Synthesis, characterization and insights into stable and well organized hexagonal mesoporous zinc-doped alumina as promising metathesis catalysts carrier

Abstract

A series of highly ordered hexagonal mesoporous alumina and zinc-modified mesoporous alumina samples are synthesized via a sol–gel method through an evaporation-induced self-assembly process using Pluronic F127 as nonionic templating agent and several aluminum precursors. The process was mediated using several carboxylic acids along with hydrochloric acid in ethanol. Successful impregnation of ZnCl₂ was achieved while maintaining the ordered structure. The surface and textural properties of the materials were investigated. N₂-physisorption analysis revealed a BET surface area of 394 m² g⁻¹ and a pore volume around 0.55 cm³ g⁻¹. Moreover, small-angle XRD diffraction patterns highlighted the well-organized hexagonal structure even upon the incorporation of zinc chloride.
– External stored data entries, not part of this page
PR #7199, opened 2026-09-17
fix(postNotification): probe for the SDK receiver before broadcasting

### LINKED ISSUE #7184: postNotification misreports an absent SDK receiver as a receiver-side failure (supported:true) — am broadcast to a nonexistent explicit component prints result=0, not "no receiver"
## Summary

`postNotification` (Android SDK path) cannot tell "the target app has no AutoMobile
notification receiver" from "the receiver ran and returned failure". It misreports the
first case as the second, with `supported: true` and the non-actionable message
`SDK notification receiver reported a failure.`

The detection at [`src/features/utility/PostNotification.ts:358`](../blob/main/src/features/utility/PostNotification.ts#L358)
string-sniffs `am broadcast` stdout for `no receiver` / `not found` / `does not exist` /
`securityexception`. But `am broadcast` with an **explicit `-n <component>`** that does not
exist prints none of those — it prints `Broadcast completed: result=0`, byte-identical to a
real receiver returning a failure result. So the absent-receiver case falls past the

The organized-structure arrangement was further confirmed by transmission electron microscopy (TEM) analysis. The Zn/Al composition of the final materials was confirmed by EDX and XPS analysis, and the zinc amount incorporated was analyzed by ICP. Furthermore, the surface modification with zinc chloride impregnation was analyzed by XPS, ¹H and ²⁷Al MAS-NMR and FTIR spectroscopic techniques. In addition, the effects of synthesis conditions and the mechanism of the mesostructure formation were explored. The catalytic activity of several methyltrioxorhenium (MTO)-based catalysts supported on these hexagonal mesoporous alumina materials was tested for methyl oleate self-metathesis. The results showed improved kinetics using hexagonal alumina in comparison to those using wormhole-like alumina counterparts. This behavior could be attributed to better mass transfer features of hexagonal mesoporous alumina. The prepared materials with desirable pore size and structure are suitable candidates as catalyst supports for metathesis of bulky functionalized olefins and other catalytic transformations due to their enhanced Lewis acidity and more uniform pore networks favoring enhanced and selective mass transfer phenomena.